Technikvorstand Frederik Zohm

Ausgerechnet der besonders in Richtung Elektrolastwagen ausgerichtete Hersteller MAN überraschte auf der Nutzfahrzeugmesse IAA Transportation in Hannover mit der Art von alternativem Antrieb, den andere gerne hätten – einem Wasserstoffverbrennermotor. Die Jury des Preises „Truck of the Year“ zeichnete MAN mit dem Innovationspreis für 2025 aus, für einen Wasserstoffverbrennerschwerlaster, der fertig entwickelt für ausgiebige Probefahrten zur Verfügung stand. Im kommenden Jahr soll er in einer Kleinserie von 200 Stück für ausgewählte Kunden unter anderem in Deutschland, den Niederlanden, Norwegen und Island gebaut werden.

Der Wasserstoffverbrennermotor gilt in der Branche derzeit als besonders attraktive Option, weil diese Art von Antrieb als klimaneutral gilt, andererseits auf traditioneller Dieseltechnik basiert – die allerdings mit vielfachen Modifikationen an den neuen Treibstoff angepasst werden muss. Gegenüber den reinen Elektroantrieben ist der Wasserstoffverbrenner um einige Tonnen leichter, und er ist nicht auf eine – in weiter Ferne liegende – Ladein­frastruktur angewiesen. Gegenüber der Technik mit Wasserstoff-Brennstoffzelle ist die Verbrennertechnik unkomplizierter, womöglich zuverlässiger und vor allem rund ein Drittel billiger.

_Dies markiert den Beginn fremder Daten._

Issue #196, opened 2019-07-11
Sample: Developers can "mock" our Client in order to write their own unit tests.


devjgm:
Developers must be able to easily write unit/integration tests for their code that utilize the Cloud Spanner C++ client. This suggests that they need some way to "mock" our Client library so that users can write their own tests.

MAN-Technikvorstand Frederik Zohm berichtet, der Lastwagen namens „hTGX“ mit 16,8-Liter-Sechszylindermotor, Tanks für 56 Kilogramm Wasserstoff und 600 Kilometern Reichweite sei aus den Wasserstoffantrieben entwickelt worden, die in den Neunzigerjahren versuchsweise in Stadtbussen eingesetzt wurden und die sich dabei als sehr langlebig erwiesen hätten. Gleichzeitig relativiert Zohm den Coup mit einer Einordnung der Bedeutung von Wasserstoffantrieben: „Der Wasserstoffverbrenner ist eine Antriebsvariante für spezielle Anwendungen, zum Beispiel für den Transport schwerer Güter, stellt aber keine wirtschaftliche Lösung für alle Transportanwendungen dar.“ Wasserstofftechnologien, sowohl mit Verbrenner als auch mit Brennstoffzelle, kämen für etwa 10 bis 20 Prozent der Anwendungsfälle infrage. „Der wasserstoffbetriebene Lkw ist attraktiv in arabischen Ländern, die bisher fossile Treibstoffe produzierten und jetzt beginnen, auf Wasserstoff umzustellen. Oder aber in nordeuropäischen Ländern, wie Norwegen und Island, die bereits heute über entsprechende Förderungen verfügen sowie eine passende Tankinfrastruktur haben.“

Rolle der Lkws zentral für die Klimawende im Verkehr

Im übrigen Europa werde wohl erst Mitte der Dreißigerjahre grüner Wasserstoff in größeren Mengen zur Verfügung stehen. „Aber die Transformation ist jetzt nötig, weshalb wir vor allem auf den batterieelektrischen Antrieb setzen.“ Vollelektrische Lkws hätten bei der Energieeffizienz und den Betriebs- und Energiekosten aktuell deutliche Vorteile gegenüber den Wasserstoffverbrenner-Lkws. Von der Sonnenenergie etwa, die in Batterien eines Elektro-Lkws geladen werde, komme 75 Prozent in Vortriebsenergie auf die Straße. Beim Umweg über den Wasserstoff betrage die Energieausbeute nur 25 Prozent. Allerdings gibt es wie beim Wasserstoff auch bei der Infrastruktur für den Elektroantrieb noch viele Lücken und offene Fragen.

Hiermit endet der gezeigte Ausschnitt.